Source: AWS GitHub account.
The AWS Cloud Development Kit (CDK) is an open source framework that provides higher-level abstractions and enables developers to define cloud infrastructure using TypeScript, JavaScript, Python, Java, C#/.NET, and Go. Developers define reusable cloud components known as constructs that can be composed together into stacks and apps. The garbage collection feature has been a long-standing request by the community, with Janne Sinivirta, principal DevOps consultant at Polar Squad, highlighting the issue as far back as 2019:
Each cdk build creates a new assets folder under cdk.out. If this includes node_modules, the total size of the cdk.out folder can add up pretty quickly (mine was over 10Gb)!
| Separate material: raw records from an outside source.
Issue #84, opened 2021-08-13
additional_types aren't inherited


jmandel:
e.g. given https://github.com/dvci/health_cards/blob/4eaa1a5d522fb895a8e15ee188749e1b3129cd02/lib/health_cards/covid_health_card.rb#L11-L12

... the code at https://github.com/HL7/fhir-shc-vaccination-ig/blob/8f1fc04e2f0c81c6b12ea5a2a85189cd5333e849/examples/generate-examples.rb#L6 inadvertently drops the `#covid19` type, so it's missing in https://github.com/HL7/fhir-shc-vaccination-ig/blob/master/examples/Scenario1Bundle-jws-payload-expanded.json#L5-L8

jmandel:
Same issue applies for fhir_version.

nkarip:
We're tracking this issue now internally in our project Jira, will update here as needed.

ssayer:
@nkarip @jmandel The changes to allow inheritance of these attributes are now in master, and should fix this issue. If you can confirm all your issues are addressed, please close this ticket. A few implementation notes below:

- We have set 4.0.1 as the base FHIR version for all health cards. This can be overridden by subclasses, but based on the Zulip topic this seemed to make sense.
- `COVIDImmunizationCard` should now be used instead of `COVIDHealthCard`. We were previously including all types in `COVIDHealthCard`, which I don't think is the expected behavior. Support for actually generating lab cards from the app is still forthcoming.

radamson:
I'm going to close this ticket since @ssayer addressed it in https://github.com/dvci/health_cards/pull/87, but if anyone is still seeing issues related to this feel free to reopen it!

PR #87, opened 2021-08-27
Make fhir_version and types inheritable

ssayer:
Fix for #84. Makes fhir_version and types inheritable by HealthCard subclasses (and subclasses of subclasses).

Note: While HealthCards::HealthCard has a base type defined (https://smarthealth.cards#health-card), it does not define a fhir version. I'm not sure if we should, but as is if you create a HealthCard it will have a null fhir_version. You'll have to use a subclass in order to create a valid HealthCard.


test/health_cards/covid_health_card_test.rb
```diff
@@ -8,20 +8,27 @@ class COVIDHealthCardTest < ActiveSupport::TestCase
...
   end
 
   test 'includes required credential attributes in hash' do
     hash = @card.to_hash
     type = hash.dig(:vc, :type)
     assert_not_nil type
-    assert_includes type, HealthCards::CardTypes::VC_TYPE[0]
+    assert_includes type, 'https://smarthealth.cards#health-card'
     assert_includes type, 'https://smarthealth.cards#covid19'
     assert_includes type, 'https://smarthealth.cards#immunization'
```
mickohanlon23, line 33: Should we implement types so that `#immunization` and `#laboratory` only appear if those resources are present, or is @danlee1025 covering that in [DVCI-87](https://jira.mitre.org/browse/DVCI-87)?

Right now, a patient bundle with no lab nor immunization data still includes these types, which throws warnings when I test with the Microsoft Verifier portal.

mickohanlon23:
> Fix for #84. Makes fhir_version and types inheritable by HealthCard subclasses (and subclasses of subclasses).
> 
> Note: While HealthCards::HealthCard has a base type defined (https://smarthealth.cards#health-card), it does not define a fhir version. I'm not sure if we should, but as is if you create a HealthCard it will have a null fhir_version. You'll have to use a subclass in order to create a valid HealthCard.

Is it even possible to create a non-subclassed health card with our current reference implementation? I wasn't able to create a VC that doesn't include a FHIR version.

test/health_cards/covid_health_card_test.rb
```diff
@@ -8,20 +8,27 @@ class COVIDHealthCardTest < ActiveSupport::TestCase
...
     assert_includes type, 'https://smarthealth.cards#labresult'
```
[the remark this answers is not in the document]
ssayer: I'll make the change here

test/health_cards/health_card_test.rb
```diff
@@ -3,6 +3,13 @@
 require 'test_helper'
 
 class HealthCardTest < ActiveSupport::TestCase
+  class TestCOVIDHealthCard < HealthCards::COVIDHealthCard
```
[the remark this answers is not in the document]
ssayer: I'll delete this. I was originally going to test the inheritance here, but I decided to do it in COVIDHealthCard test in order to ensure that a subclass of a subclass also worked correctly.

test/health_cards/covid_health_card_test.rb
ssayer: I think that's out of scope for this PR, as I'm only trying to address inheritance issues, but it would make sense for DVCI-87

ssayer:
> Additionally, would the Vaccination & Testing IG being based upon FHIR 4.0.1 be enough to declare that as the default FHIR version?

I posted on Zulip for feedback and I feel comfortable enough now to make 4.0.1 the "default". This won't prevent users from subclassing and going back to DSTU3 if they really want.

test/health_cards/covid_health_card_test.rb
ssayer: Actually, on second thought since theoretically this we would end up with invalid HC examples if I leave it as is, I might revisit this after I talk to @danlee1025.

ssayer:
It seems like there's a need to create un-filtered healthcards, so I'm going to add that feature here while I'm at it since the focus here is on generating examples.

ssayer:
> It seems like there's a need to create un-filtered healthcards, so I'm going to add that feature here while I'm at it since the focus here is on generating examples.

After discussing with @mickohanlon23 offline this will go into a different PR

app/controllers/health_cards_controller.rb
```diff
@@ -13,7 +13,7 @@ def show
       format.healthcard { render json: exporter.download }
       format.html do
         @jws_encoded_details = exporter.jws
-        @health_card = HealthCards::COVIDHealthCard.from_jws @jws_encoded_details
+        @health_card = HealthCards::COVIDImmunizationCard.from_jws @jws_encoded_details
```
mickohanlon23, line 16: Right now, we can only create `COVIDImmunizationCard` classes, and not `COVIDLabResultCard` classes. This seems wrong to not be able to have the `#laboratory` types in VCs that contain only lab data. 

Is this being addressed in [DVCI-87](https://jira.mitre.org/browse/DVCI-87)?

mickohanlon23 (approved):
This addresses all the problems brought up in Issue #84, so I'm approving. 

I left one additional comment, but I'm realizing now that it is probably way beyond the scope of this PR and better addressed by @danlee1025's current task.

Nice job.

app/controllers/health_cards_controller.rb
danlee1025: Yep it's being addressed in my task!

According to the documentation, the cdk gc command
is still in development and preview mode, and while the current features of this command are considered production-ready and safe to use, the scope of the command and its features might be subject to change. Developers are required to explicitly opt-in by providing the —unstable=gc
option. For example, while the current version of garbage collection is scoped to an individual account and region, there is a feature request to scope it instead to each stack.
CDK Garbage Collection exposes some parameters to help developers customize the experience, determining how aggressive the garbage collection should be. This is achieved using the —rollback-buffer-days
and —created-buffer-days
parameters, specifying respectively the days an asset has to be marked as isolated before it is eligible for deletion and the days the asset must live before it is eligible for deletion. Conroy and Keller clarify:
Rollback Buffer Days should be considered when you are not using
cdk deploy
and instead use a deployment method that operates on templates only, like a pipeline. If your pipeline can rollback without any involvement of the CDK CLI, this parameter will help ensure that assets are not prematurely deleted.
Adam Keller, senior cloud architect at AWS, summarizes on LinkedIn:
This was a pain point for a lot of folks as they were required to clean up resources on their own without any sort of intervention from the CDK. With the new garbage collection feature in the CDK toolkit, old, unused assets can be cleaned up with ease.
The CDK Garbage Collection is available starting in AWS CDK version 2.165.0.